Die LC-MS-Ergebnisse wurden auch mit spektrometrischen Messungen verglichen. Für die spektrophotometrische Analyse wurden die Carotinoide in 1 ml Hexan gelöst und die Absorption bei 663 nm und 445 nm abgelesen. Die Fucoxanthin-Konzentration wurde mithilfe einer Fucoxanthin-Kalibrierungskurve (0,2–10 µg/ml) berechnet (Ergänzungsdaten). Die Fucoxanthin-Absorption bei 445 nm wurde durch Subtrahieren der Absorption bei 663 (Chlorophyll-Interferenz) korrigiert. Diese Korrektur ist erforderlich, da die Kalibrierungskurve nur für Fucoxanthin gilt und es möglicherweise zu Überschneidungen zwischen den Absorptionen von Chlorophyll (A und C bei 663) und Fucoxanthin (bei 445) kommt.

Alle Experimente wurden doppelt durchgeführt, wobei der Mittelwert ± Standardabweichung (SD) angegeben wurde. Die Daten wurden mit Graph Pad Prism v 9.4 aufgezeichnet.

Um den Gasaustausch in den AC-PBRs zu bestimmen, wurden die CO2- und O2-Diffusionsraten über den LDPE-Kunststoff qualitativ geschätzt. Der mit CO2 (300 ml) gefüllte AC-PBR war nach ca. 24 Stunden flach, was die Gradientendiffusion des eingeschlossenen CO2 in die Außenluft bestätigt. Darüber hinaus war der in Wasser mit einem anfänglichen pH-Wert von 7,1 getauchte AC-PBR nach etwa 24 Stunden ebenfalls flach und der pH-Wert des Wassers sank auf 5,7, was wiederum die Gradientendiffusion des eingeschlossenen CO2 in das Wasser und die anschließende Bildung von Kohlensäure (H2CO3) bestätigt ). Um festzustellen, ob bei der Luftübertragung eine Richtungsabhängigkeit vorlag, wurde ein separates, mit Luft gefülltes AC-PBR im Anlieferungszustand in ein verschließbares Glasgefäß mit weitem Hals gegeben, wobei das Gefäß mit CO2 gefüllt und verschlossen war. Am nächsten Morgen wurde ebenfalls nach ca. 24 Stunden festgestellt, dass die Höhe des AC-PBR um ca. das Vierfache auf einen Durchmesser größer als die Öffnung des Gefäßes angewachsen war, was die Diffusion unter einem Gradienten des äußeren CO2 nach außen durch das Gefäß bestätigte LDPE AC-Wand in den inneren luftgefüllten Bereich.

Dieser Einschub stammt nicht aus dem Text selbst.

PR #993, opened 2021-03-05
feat: echarts gauge chart

krsnik93:
🏆 Enhancements

Echarts gauge type chart in Superset.

I would appreciate feedback as the echarts chart API is really flexible, but when I look at other chart types already supported in Superset, they all expose a fairly simple API, so there are questions of just how to simplify.

For example I don't think the initial attempt would do well at imitating something like this: https://echarts.apache.org/examples/en/editor.html?c=gauge-ring.

A couple of screenshots of what's currently possible:
superset_gauge_1
superset_gauge_2

I am also a Typescript newbie so some of the typing might be weird.


villebro:
@krsnik93 this is AWESOME! ❤️  I'll post a review shortly - in the meantime feel free to annotate the code with comments if there are any areas you have questions about so we can address those properly.

eugeniamz:
I can't wait to have this in master!! @krsnik93 Thanks!!

rusackas:
While perhaps not everyone loves gauge charts, I think this is a great thing to have in our collective arsenal. They _are_ easily understandable in certain dashboards, where you want to see a benchmark or report-card KPI for some data point within known bounds and good/warning/bad thresholds. Examples:
• ISP speed tests compared to expected ranges (e.g. "am I actually GETTING gigabit?)
• A brewery's utilization of theoretical fermenter capacity, with R/A/G coloring of zones for loss/break-even/profit

Thanks for the work on this! 

Small detail, but don't forget to add a thumbnail ;)

eugeniamz:
@rusackas gouge is a key chart for KPI dashboards, having a visual image of how is the performance makes a big difference, big number says nothing about the performance. I am very excited about this chart and I can't wait to see in Master (I already said that 😃 )

junlincc:
Thank you so much @krsnik93 for your contribution! this is really awesome. ♥️

I agreed with @rusackas; Gauge is pretty common in modern BI products. It's not only great at capturing attention from the audience by providing a single quantitative value, but also indicating where the value stands within a standard range... anyway, it's an ideal chart for business users/executives, whom we haven't been focusing on. 

I would be curious to know where the contentious points are, if there are any?  Hopefully, we can address the concerns before bringing the chart to the codebase? @williaster 🙏

junlincc:
@mayurnewase would you like to review this PR? 🙏

plugins/plugin-chart-echarts/src/Gauge/controlPanel.tsx
```diff
@@ -0,0 +1,267 @@
...
+      ],
+    },
+    {
+      label: t('Chart Options'),
+      expanded: true,
+      controlSetRows: [
+        [<h1 className="section-header">{t('General')}</h1>],
+        [
+          {
+            name: 'title',
```
mayurnewase, line 87: I think chart title is not required in superset context.

plugins/plugin-chart-echarts/src/Gauge/controlPanel.tsx
```diff
@@ -0,0 +1,267 @@
...
+          {
+            name: 'number_format',
+            config: {
+              type: 'SelectControl',
+              freeForm: true,
+              label: t('Number format'),
+              renderTrigger: true,
+              default: numberFormat,
+              choices: D3_FORMAT_OPTIONS,
+              description: `${t('D3 format syntax: https://github.com/d3/d3-format')} ${t(
```
mayurnewase, line 107: Is it required to put it like this separately?
And Second string about Label type may not be required for this chart.

plugins/plugin-chart-echarts/src/Gauge/controlPanel.tsx
```diff
@@ -0,0 +1,267 @@
...
+              label: t('Roundcap'),
+              renderTrigger: true,
+              default: roundcap,
+              description: t('Style the ends of the progress bar with a roundcap'),
+            },
+          },
+        ],
+        [
+          {
+            name: 'show_split_line',
```
mayurnewase, line 142: These names need to be in lower camel case.

plugins/plugin-chart-echarts/src/Gauge/controlPanel.tsx
```diff
@@ -0,0 +1,267 @@
...
+            config: {
+              type: 'CheckboxControl',
+              label: t('Show split lines'),
+              renderTrigger: true,
+              default: showSplitLine,
+              description: t('Show split lines'),
```
mayurnewase, line 148: Can you add more description, if you feel it's self-explanatory and is the same as the label does it need to be here?
And does echart allow to modify this value with respect to the number of split lines and angle between them?

plugins/plugin-chart-echarts/src/Gauge/controlPanel.tsx
```diff
@@ -0,0 +1,267 @@
...
+        ],
+        [
+          {
+            name: 'show_axis_tick',
+            config: {
+              type: 'CheckboxControl',
+              label: t('Show axis line ticks'),
+              renderTrigger: true,
+              default: showAxisTick,
+              description: t('Show axis line ticks'),
```
mayurnewase, line 160: Same as split lines

plugins/plugin-chart-echarts/src/Gauge/controlPanel.tsx
```diff
@@ -0,0 +1,267 @@
...
+        [<h1 className="section-header">{t('Intervals')}</h1>],
+        ['color_scheme'],
+        [
+          {
+            name: 'intervals',
+            config: {
+              type: 'TextControl',
+              label: t('Interval bounds'),
+              description: t(
+                'Comma-separated interval bounds, e.g. 2,4,5 for intervals 0-2, 2-4 and 4-5. Last number should match the value provided for MAX.',
```
mayurnewase, line 197: I tried adding values here,but chart partially disappeared.
Screenshot_2021-03-10  DEV  Explore - covid_vaccines(1)

plugins/plugin-chart-echarts/src/Gauge/controlPanel.tsx
```diff
@@ -0,0 +1,267 @@
...
+        ],
+        [
+          {
+            name: 'value_animation',
+            config: {
+              type: 'CheckboxControl',
+              label: t('Value animation'),
+              renderTrigger: true,
+              default: valueAnimation,
+              description: t('Animate the value or just display it'),
```
mayurnewase, line 249: I am not sure if this is required.
Does it only control value animation or arrow animation as well?
If it only for value, then I think we should give the single checkbox to enable/disable both arrow and value animation.

plugins/plugin-chart-echarts/src/Gauge/controlPanel.tsx
```diff
@@ -0,0 +1,267 @@
...
+              type: 'TextControl',
+              label: t('End angle'),
+              renderTrigger: true,
+              default: endAngle,
+              description: t('Angle at which to end progress axis'),
+            },
+          },
+        ],
+        [<h1 className="section-header">{t('Intervals')}</h1>],
+        ['color_scheme'],
```
mayurnewase, line 189: Changing colors is not working.
Screenshot_2021-03-10  DEV  Explore - energy_usage

plugins/plugin-chart-echarts/src/Gauge/buildQuery.ts
```diff
@@ -0,0 +1,29 @@
...
+ * under the License.
+ */
+import { buildQueryContext, QueryFormData } from '@superset-ui/core';
+
+export default function buildQuery(formData: QueryFormData) {
+  return buildQueryContext(formData, baseQueryObject => [
+    {
+      ...baseQueryObject,
+      groupby: formData.groupby,
+      metrics: [formData.metric, formData.min_val, formData.max_val],
```
mayurnewase, line 26: If all we need is a single numeric value, is it possible to form query just for that, instead of getting all rows from the backend?

plugins/plugin-chart-echarts/src/Gauge/buildQuery.ts
```diff
@@ -0,0 +1,29 @@
...
+ * specific language governing permissions and limitations
+ * under the License.
+ */
+import { buildQueryContext, QueryFormData } from '@superset-ui/core';
+
+export default function buildQuery(formData: QueryFormData) {
+  return buildQueryContext(formData, baseQueryObject => [
+    {
+      ...baseQueryObject,
+      groupby: formData.groupby,
```
mayurnewase, line 25: I think groupby here is getting deprecated for columns.
You can check graph chart's buildQuery for reference.

plugins/plugin-chart-echarts/src/Gauge/transformProps.ts
```diff
@@ -0,0 +1,226 @@
...
+    showAxisTick,
+    startAngle,
+    endAngle,
+    intervals,
+    intervalColorIndices,
+    valueName,
+    valueAnimation,
+    valueFormatter,
+  }: EchartsGaugeFormData = { ...DEFAULT_GAUGE_FORM_DATA, ...formData };
+  const data = queriesData[0].data as TimeseriesDataRecord[];
```
mayurnewase, line 71: should we check if it's null then use empty array?

mayurnewase: Is timeSeriesRecord dataRecord?
Are we using the timestamp field ?

plugins/plugin-chart-echarts/src/Gauge/transformProps.ts
```diff
@@ -0,0 +1,226 @@
...
+  );
+  const transformedData = data.map(data_point => ({
+    value: data_point[getMetricLabel(metric as QueryFormMetric)] as number,
+    name: valueName,
+  }));
+
+  const formatValue = (value: number) => valueFormatter.replace('{value}', numberFormatter(value));
+
+  console.log('formData via TransformProps.ts', formData);
+  console.log('queriesData', queriesData);
```
mayurnewase, line 89: Cleanup?

plugins/plugin-chart-echarts/src/Gauge/transformProps.ts
```diff
@@ -0,0 +1,226 @@
...
+  let axisLine;
+  let axisLabel;
+  let axisTick;
+  let pointer;
+  let itemStyle;
+  let detail;
+
+  if (!intervalBoundsAndColors.length) {
+    progress = {
+      show: true,
```
mayurnewase, line 102: Can this be moved to a separate constants file and type it as well?

plugins/plugin-chart-echarts/src/Gauge/transformProps.ts
```diff
@@ -0,0 +1,226 @@
...
+      detail,
+      data: transformedData,
+      itemStyle,
+    },
+  ];
+
+  const echartOptions: EChartsOption = {
+    grid: defaultGrid,
+    tooltip: defaultTooltip,
+    title: {
```
mayurnewase, line 214: This isn't required.

plugins/plugin-chart-echarts/src/Gauge/transformProps.ts
```diff
@@ -0,0 +1,226 @@
...
+      },
+    };
+    pointer = {};
+    detail = {
+      valueAnimation,
+      formatter: (value: number) => formatValue(value),
+      fontSize: 1.5 * fontSize,
+    };
+    itemStyle = {};
+  } else {
```
mayurnewase, line 140: If the only difference is line and item style, should we just create a function to get it from interval bound setting?

mayurnewase (commented):
First pass review.
Having problems with reading values with the default setting, I might be doing something wrong.
Screenshot_2021-03-10  DEV  Explore - energy_usage(2)

plugins/plugin-chart-echarts/src/Gauge/buildQuery.ts
mayurnewase, line 26: Is min,max value intended to work as data filter,or just limits on chart?
If used for filter,then I think this wont work.
If only for chart,then it's not required to put it here.

plugins/plugin-chart-echarts/src/Gauge/buildQuery.ts
mayurnewase: Also how does it handle multiple rows are returned from backend for this query?

plugins/plugin-chart-echarts/src/Gauge/controlPanel.tsx
```diff
@@ -0,0 +1,267 @@
...
+        ['groupby'],
+        ['metric'],
+        ['adhoc_filters'],
+        ['row_limit', null],
+        [
+          {
+            name: 'min_val',
+            config: {
+              ...sharedControls.metric,
+              type: 'MetricsControl',
```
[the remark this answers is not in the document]
zhaoyongjie: @krsnik93 Thanks for your contribution,
please do not direct uses 'MetricsControl`, when `ENABLE_EXPLORE_DRAG_AND_DROP` is enabled(from config.py), the control type will be dynamically selected.

plugins/plugin-chart-echarts/src/Gauge/buildQuery.ts
ktmud: I think `min/max` is analogous to [`x_bounds` and `y_bounds`](https://github.com/apache-superset/superset-ui/blob/645539b133e1e02b70fae8002f7a4ad6158d605e/plugins/legacy-preset-chart-nvd3/src/NVD3Controls.tsx#L230) in other charts, which should just use a `BoundsControl`.

ktmud: You probably don't even need a custom `buildQuery` if you just use a regular `metric` and `bounds` control.

plugins/plugin-chart-echarts/src/utils/controls.ts
```diff
@@ -16,10 +16,20 @@
...
+
 // eslint-disable-next-line import/prefer-default-export
 export function parseYAxisBound(bound?: string | number | null): number | undefined {
   if (bound === undefined || bound === null || Number.isNaN(Number(bound))) {
     return undefined;
   }
   return Number(bound);
 }
+
+export function tokenizeToNumericArray(value: string): number[] | null {
```
ktmud, line 30: How about this:

```ts
export function parseNumbersList(value: string, delim = ';') {
  return (value || '').split(delim).map(x => {
    const num = Number(x);
    if (Number.isNaN(num)) throw new Error('All values must be numeric');
    return num;
  });
}
```

plugins/plugin-chart-echarts/src/Gauge/controlPanel.tsx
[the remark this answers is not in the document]
krsnik93: I wanted to give the option of having a query result as either the start or the end of the axis. For example, user sets `min_val` as `0`, `max_val` as `sum(some_column)` and then sets `metric` as `avg(some_column)`. If you think this is overengineering, I can replace as suggested above.

plugins/plugin-chart-echarts/src/Gauge/controlPanel.tsx
krsnik93: Sorry, I saw `adhoc_filters` and `row_limit`, so I assumed the custom ones should follow.

mayurnewase: oh my bad, this is correct.

plugins/plugin-chart-echarts/src/Gauge/controlPanel.tsx
krsnik93: I agree on the description and will try to improve it. There is `splitNumber` in echarts which is the number of split lines and the angle is implied from it. I will add it.

plugins/plugin-chart-echarts/src/Gauge/controlPanel.tsx
krsnik93: Passing interval bounds implies passing interval color indices as well. Have you added those? I can't be sure from the screenshot. Also 0 as the first one might not be needed.

plugins/plugin-chart-echarts/src/Gauge/controlPanel.tsx
krsnik93: This controls only value animation but there is actually a setting for both so I will change this.

krsnik93: It does not seem to work great inside Superset so I will just drop it.

plugins/plugin-chart-echarts/src/Gauge/controlPanel.tsx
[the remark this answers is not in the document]
ktmud: I can understand the intention but this might not be necessary even from a user-experience point of view. Having a dynamic range could be useful in some cases, but for most cases, as a dashboard consumer, it'd be confusing to see the goal changes from time to time. The purpose of a gauge chart is normally for monitoring the progress towards a certain goal; if the goal is dynamic, then it's a little bit difficult to reason whether the progress is satisfying or not.

Considering it's very easy to change the bounds and no other charts have similar capability, I'd vote for leave it to chart builders to manually manage the bounds.

plugins/plugin-chart-echarts/src/Gauge/controlPanel.tsx
```diff
@@ -0,0 +1,287 @@
...
+            name: 'end_angle',
+            config: {
+              type: 'TextControl',
+              label: t('End angle'),
+              description: t('Angle at which to end progress axis'),
+              renderTrigger: true,
+              default: DEFAULT_FORM_DATA.endAngle,
+            },
+          },
+        ],
```
EBoisseauSierra, line 217: Imho, [most gauges](http://www.agcoauto.com/content/images/electrical/typical_dash_gauges.jpg) are likely to be vertically symmetrical, with the “empty” at the bottom (think speedometer). Thus, we could save one parameter by only specifying something like “Gauge angle/aperture”. The input could be a [0, 360] slider (I'd say stepped every 5 or 10°).
We can then compute:
* `start_angle` = 90 + `gauge_angle` ÷ 2
* `end_angle` = 90 − `gauge_angle` ÷ 2
(apparently, there is no need for modulo)


… yet at the same time, it makes more sense to make 360°/[ring gauges](https://echarts.apache.org/examples/en/editor.html?c=gauge-ring) with the start on top.

EBoisseauSierra: P.S.

I'm here thinking how to improve UX/reduce user's cognitive load. (A proper UX designer would be more adequate to advise on this, though.)

I eventually believe one could be even more prescriptive, and hardcode start and end angle. (E.g. at 225 and −45 deg, respectively, as in [the basic example](https://echarts.apache.org/examples/en/editor.html?c=gauge-simple)).
Or these could be preset, but modifiable in a section like Explore/Customize/Advanced charts options — possibly still through one unique slider. (Off-topic: accessing this section could be linked to ad hoc privileges — i.e. to prevent “basic” users to tinker with it and decrease charts homogeneity.)

This chart type could be for < 360° gauges only, vertically symmetrical, with one unique data point visualized. Then, one could define _a separate_ chart type for [“ring gauges”](https://echarts.apache.org/examples/en/editor.html?c=gauge-ring). This type would have `startAngle` and `endAngle` equal to 90° and −270°, respectively (i.e. clockwise, starting and ending at noon) _and could display_ one or multiple _data point(s)_. Multiplying chart types isn't ideal, but I guess that in this case, it could simplify UI and actually address to not-entirely-overlapping use cases.

EBoisseauSierra:
Regarding UI, another thing to consider is which option to offer to users: [handle only](https://echarts.apache.org/examples/en/editor.html?c=gauge), [progress bar only](https://echarts.apache.org/examples/en/editor.html?c=gauge-temperature), or [both](https://echarts.apache.org/examples/en/editor.html?c=gauge-speed).
In a way, these options are orthogonal (so one tick box for each to [dis]able it)… yet if both boxes are unticked, then it doesn't make sense. So could a dropdown menu/radio buttons to select from handle/progress bar/both be better?

It's also to be noted that “progress bar only” might be quite confusing if using [stages](https://echarts.apache.org/examples/en/editor.html?c=gauge-stage) (i.e. the coloured-by-sector background). Should logic be added to disable the stages colouring if “progress bar only” is selected? Or is it fine to have stages with progress bar only?

À propos stages, it would be great to enable users to colour the gauge only _partially_ — cf. e.g. [this gauge](https://community.webcore.co/uploads/default/original/2X/6/62cc6f1f2336da7cb5c93abbff6452c7c8665637.jpg).

plugins/plugin-chart-echarts/src/Gauge/transformProps.ts
```diff
@@ -0,0 +1,197 @@
...
+    value: data_point[getMetricLabel(metric as QueryFormMetric)] as number,
+    name: columns.map(column => `${column}: ${data_point[column]}`).join(),
+    itemStyle: {
+      color: colorFn(index),
+    },
+    title: {
+      offsetCenter: ['0%', `${index * 32 + 20}%`],
+    },
+    detail: {
+      offsetCenter: ['0%', `${index * 32 + 20 + 12}%`],
```
maloun96, line 100: what do these numbers? maybe move to constants

krsnik93:
ping

plugins/plugin-chart-echarts/src/Gauge/controlPanel.tsx
```diff
@@ -0,0 +1,310 @@
...
+  optionRenderer: (c: ColumnMeta) => <ColumnOption column={c} showType />,
+  valueRenderer: (c: ColumnMeta) => <ColumnOption column={c} />,
+  valueKey: 'column_name',
+  allowAll: true,
+  filterOption: ({ data: opt }: { data: ColumnMeta }, text = '') =>
+    opt.column_name?.toLowerCase().includes(text.toLowerCase()) ||
+    opt.verbose_name?.toLowerCase().includes(text.toLowerCase()),
+  promptTextCreator: (label: string) => label,
+  commaChoosesOption: false,
+};
```
villebro, line 46: I think we can remove this and just use the `sharedControls.groupby` config (see below)

plugins/plugin-chart-echarts/src/Gauge/controlPanel.tsx
```diff
@@ -0,0 +1,310 @@
...
+    {
+      label: t('Query'),
+      expanded: true,
+      controlSetRows: [
+        [
+          {
+            name: 'columns',
+            config: {
+              ...columnSelectControl,
+              clearable: false,
```
villebro, line 59: I think we should allow clearing the control (not applying groupby should be allowed IMO)
```suggestion
              ...sharedControls.groupby,
```

plugins/plugin-chart-echarts/src/Gauge/controlPanel.tsx
```diff
@@ -0,0 +1,310 @@
...
+        ],
+        [
+          {
+            name: 'start_angle',
+            config: {
+              type: 'TextControl',
+              label: t('Start angle'),
+              description: t('Angle at which to start progress axis'),
+              renderTrigger: true,
+              default: DEFAULT_FORM_DATA.startAngle,
```
villebro, line 109: It might be cleaner to do object destructuring and then use those variables here:

```javascript
const { startAngle, endAngle, fontSize, ... } = DEFAULT_FORM_DATA;
```

plugins/plugin-chart-echarts/src/Gauge/transformProps.ts
```diff
@@ -0,0 +1,197 @@
...
+  getNumberFormatter,
+  getMetricLabel,
+} from '@superset-ui/core';
+import { EChartsOption, GaugeSeriesOption } from 'echarts';
+import { GaugeDataItemOption } from 'echarts/types/src/chart/gauge/GaugeSeries';
+import { parseNumbersList } from '../utils/controls';
+import { DEFAULT_FORM_DATA as DEFAULT_GAUGE_FORM_DATA, EchartsGaugeFormData } from './types';
+
+// https://stackoverflow.com/a/10284006/2858258
+const zip = (rows: any[][]) => rows[0].map((_, c) => rows.map(row => row[c]));
```
villebro, line 34: I think this is a little difficult to read, and I'm not sure it's necessarily needed here (see below)

plugins/plugin-chart-echarts/src/Gauge/transformProps.ts
```diff
@@ -0,0 +1,197 @@
...
+  intervalColorIndices: string,
+  colorFn: CategoricalColorScale,
+  normalizer: number,
+): Array<[number, string]> => {
+  const intervalBoundsNonNormalized = parseNumbersList(intervals, ',') || [];
+  const intervalColorIndicesArray = parseNumbersList(intervalColorIndices, ',') || [];
+  const intervalBounds = intervalBoundsNonNormalized.map(bound => bound / normalizer);
+  const intervalColors = intervalColorIndicesArray.map(ind => colorFn.colors[ind - 1]);
+  const intervalBoundsAndColors = zip([intervalBounds, intervalColors]) as Array<[number, string]>;
+  return intervalBoundsAndColors;
```
villebro, line 47: I think this works equally well:
```suggestion
  return intervalBounds.map((val, idx) => [val, intervalColors[idx]]);
```
Btw, I noticed that when typing the interval colors/bounds, if the parse isn't successful, the chart errors out and you have to refresh your browser to get it to work again. It might be a good idea to make this more resilient to errors (adding a try-catch to avoid having `parseNumbersList` throwing an error), and also perhaps default to sequentially stepping through the available colors if none are specified. So something like this may be preferable:

```javascript
  return intervalBounds.map((val, idx) => {
    const color = intervalColors[idx];
    return [val, color ?? colorFn.colors[idx]];
  });
};
```

villebro (commented):
This is looking really great! I left a few comments, please let me know if I can help get this across the finish line!

junlincc:
@villebro @mayurnewase looks like most of the comments are addressed?

plugins/plugin-chart-echarts/src/Gauge/controlPanel.tsx
```diff
@@ -0,0 +1,285 @@
...
+            config: {
+              ...sharedControls.groupby,
+              label: t('Group by'),
+              description: t('Columns to group by'),
+            },
+          },
+        ],
+        ['metric'],
+        ['adhoc_filters'],
+        ['row_limit'],
```
mayurnewase, line 42: I am still not sure, if this control is required as the chart only needs 1 row.

plugins/plugin-chart-echarts/src/Gauge/controlPanel.tsx
mayurnewase: Sorry,I asked for it because jesse suggested similar for graph pr.

villebro:
> @villebro @mayurnewase looks like most of the comments are addressed?

Thanks for the heads up @junlincc and addressing the comments @krsnik93; I'll rereview and retest today (UTC)

plugins/plugin-chart-echarts/src/Gauge/controlPanel.tsx
villebro: This does return multiple rows when using groupbys: 
image

plugins/plugin-chart-echarts/src/Gauge/controlPanel.tsx
```diff
@@ -0,0 +1,285 @@
...
+      expanded: true,
+      controlSetRows: [
+        [<h1 className="section-header">{t('General')}</h1>],
+        [
+          {
+            name: 'min_val',
+            config: {
+              type: 'TextControl',
+              isInt: true,
+              default: DEFAULT_FORM_DATA.minVal,
```
villebro, line 56: There seems to be a bug in how number values are handled here, as it doesn't populate the default value of `0` here (probably some truthiness checking gone wrong in the control). For now it appears we need to put in something like this to make it work:
```suggestion
              default: String(DEFAULT_FORM_DATA.minVal),
```

plugins/plugin-chart-echarts/src/Gauge/controlPanel.tsx
mayurnewase: So chart expected to show multiple arrows?

plugins/plugin-chart-echarts/src/Gauge/controlPanel.tsx
```diff
@@ -0,0 +1,285 @@
...
+
+  controlOverrides: {
+    columns: {
+      validators: [validateNonEmpty],
+    },
+    row_limit: {
+      choices: [...Array(10).keys()].map(n => n + 1),
+      default: DEFAULT_FORM_DATA.rowLimit,
+    },
+  },
```
villebro, line 282: Some comments on this section:
- In general I recommend avoiding the `controlOverrides` section and moving the logic directly into the control.
- `columns` is not used in this chart, so that section can be removed.

villebro (commented):
Just a few small comments, almost ready for merge 👍

junlincc:
> Regarding UI, another thing to consider is which option to offer to users: [handle only](https://echarts.apache.org/examples/en/editor.html?c=gauge), [progress bar only](https://echarts.apache.org/examples/en/editor.html?c=gauge-temperature), or [both](https://echarts.apache.org/examples/en/editor.html?c=gauge-speed).

Ideally all. Can we allow user to select from the Customize tab?

plugins/plugin-chart-echarts/src/Gauge/controlPanel.tsx
junlincc: what does it look like when hovering on each series?

junlincc:
in terms of default start-end degree. either so 0, 180 or -15, 195. for all variation. 
i personally like -15, 195
Screen Shot 2021-03-26 at 11 59 28 AM

EBoisseauSierra:
Well, @ikrsnik is actually pulling all the work there :rocket: !
I understand we prefer to get this merge quickly, and only then look at how to refine the UX, right?

junlincc:
@EBoisseauSierra @krsnik93 is unit test included in the PR?

krsnik93 (commented):
> @EBoisseauSierra @krsnik93 is unit test included in the PR?

I did not see unit tests for other chart types, at least for echarts ones, so I did not bother adding one. Sorry about that...

plugins/plugin-chart-echarts/src/Gauge/transformProps.ts
```diff
@@ -0,0 +1,217 @@
...
+  const data = (queriesData[0]?.data || []) as DataRecord[];
+  const numberFormatter = getNumberFormatter(numberFormat);
+  const colorFn = CategoricalColorNamespace.getScale(colorScheme as string);
+  const normalizer = maxVal;
+  const axisLineWidth = calculateAxisLineWidth(data, fontSize, overlap);
+  const axisTickLength = fontSize / 4;
+  const splitLineLength = fontSize;
+  const titleOffsetFromTitle = 2 * fontSize;
+  const detailOffsetFromTitle = 0.9 * fontSize;
+  const detailFontSize = 1.2 * fontSize;
```
mayurnewase, line 104: Can we move these(4,2,0.9) constants to constants.ts?

plugins/plugin-chart-echarts/src/Gauge/types.ts
```diff
@@ -0,0 +1,78 @@
...
+  LegendOrientation,
+  LegendType,
+} from '../types';
+
+export type AxisTickLineStyle = {
+  width: number;
+  color: string;
+};
+
+export type EchartsGaugeFormData = EchartsLegendFormData & {
```
mayurnewase, line 31: EchartsLegendFormData may not be required,as this chart doesn't have legend.

plugins/plugin-chart-echarts/src/Gauge/controlPanel.tsx
```diff
@@ -0,0 +1,284 @@
...
+          },
+        ],
+        [
+          {
+            name: 'interval_color_indices',
+            config: {
+              type: 'TextControl',
+              label: t('Interval colors'),
+              description: t(
+                'Comma-separated color picks for the intervals, e.g. 1,2,4. Integers denote colors from the chosen color scheme and are 1-indexed. Length must be matching that of interval bounds.',
```
mayurnewase, line 272: Should we add a validator here to take care of these restrictions or handle those explicitly?
like, omit 0 if present,if the last number is not max then override it in transformprops.

plugins/plugin-chart-echarts/src/Gauge/types.ts
```diff
@@ -0,0 +1,78 @@
...
+  showPointer: boolean;
+  intervals: string;
+  intervalColorIndices: string;
+  valueFormatter: string;
+};
+
+export const DEFAULT_FORM_DATA: EchartsGaugeFormData = {
+  ...DEFAULT_LEGEND_FORM_DATA,
+  legendOrientation: LegendOrientation.Top,
+  legendType: LegendType.Scroll,
```
mayurnewase, line 58: legend info may not be required.

mayurnewase (commented):
Solid work...
Can you also add tests for buildquery with some groupby columns and for transformprops with different control values?
You can check existing tests at src/plugin/plugin-chart-echarts/test

plugins/plugin-chart-echarts/src/Gauge/controlPanel.tsx
krsnik93: sounds useful but I don't see a way to fetch full form data in the validator... I would need to check the last number against maxVal, and validator only gets the field it's validating but not the rest

krsnik93: @mayurnewase do you think dropping this would be ok?

mayurnewase: yeah, I guess other than this no other comments from me.

villebro: I think we could take the modulo on the the length of the color scheme when using it, thereby looping and avoiding errors.

villebro (approved):
LGTM - just a minor comment about the color scheme, but unless there are other comments/objections I'll merge this in 24 h

plugins/plugin-chart-echarts/src/Gauge/controlPanel.tsx
krsnik93: Please see here:
https://github.com/apache-superset/superset-ui/pull/993/commits/07763d34cb388130ad462061bdf689dbff7f1213
I can squash all commits before merging if needed.

villebro: Thanks @krsnik93 - my bad! No need to squash, as me always squash merge PRs. Looking forward to getting this merged soon!

villebro:
Merged - thanks so much for your patience with the review process @krsnik93 ! We need to bump the core package first, but once that's done we can proceed to open up a PR on the main repo to get this in :) I'll keep you posted when we can do that (you should do the honors!)

junlincc:
Let's bump one chart at a time.

villebro:
FYI @krsnik93 - `superset-ui` has now been bumped on the main repo (https://github.com/apache/superset/pull/14045), so feel free to open a PR adding this plugin to Superset! 🙂  Let me know if you need help.

plugins/plugin-chart-echarts/src/Gauge/controlPanel.tsx
```diff
@@ -0,0 +1,284 @@
...
+ * specific language governing permissions and limitations
+ * under the License.
+ */
+import React from 'react';
+import { t, validateNonEmpty, validateInteger } from '@superset-ui/core';
+import { sharedControls, ControlPanelConfig, D3_FORMAT_OPTIONS } from '@superset-ui/chart-controls';
+import { DEFAULT_FORM_DATA } from './types';
+
+const config: ControlPanelConfig = {
+  controlPanelSections: [
```
maltoze, line 25: Can we add `Time` section? I think it's very useful.
Like: https://github.com/apache-superset/superset-ui/blob/d31e6ba52ce0335cf9d4198cfc475600fc6651ca/plugins/plugin-chart-echarts/src/Pie/controlPanel.tsx#L50

EBoisseauSierra: @maltoze would you like to add your idea to [this issue](https://github.com/apache/superset/issues/14209)?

In ähnlicher Weise wurde festgestellt, dass die mit reinem O2 gefüllten AC-PBRs nach ca. 24 Stunden ein kleineres Volumen aufwiesen als ursprünglich, jedoch nicht annähernd so flach wie im vorherigen CO2-Test, was die Diffusion des eingeschlossenen O2 in die Außenluft unter einem bestätigt Gradient, aber mit einer viel geringeren Rate als CO2. Das untergetauchte AC-PBR schien auch ein etwas geringeres Volumen zu haben, wobei das Gesamtwasservolumen auf ~ 2,95 l reduziert wurde, was ebenfalls die Diffusion des eingeschlossenen O2 in das Außenwasser unter einem Gradienten bestätigt, jedoch mit einer viel geringeren Geschwindigkeit als CO2. Zu beachten war das Vorhandensein vieler kleiner Blasen an der Oberfläche des AC-PBR, die beim O2-Test unter Wasser vorhanden waren, beim CO2-Test unter Wasser jedoch nicht vorhanden waren.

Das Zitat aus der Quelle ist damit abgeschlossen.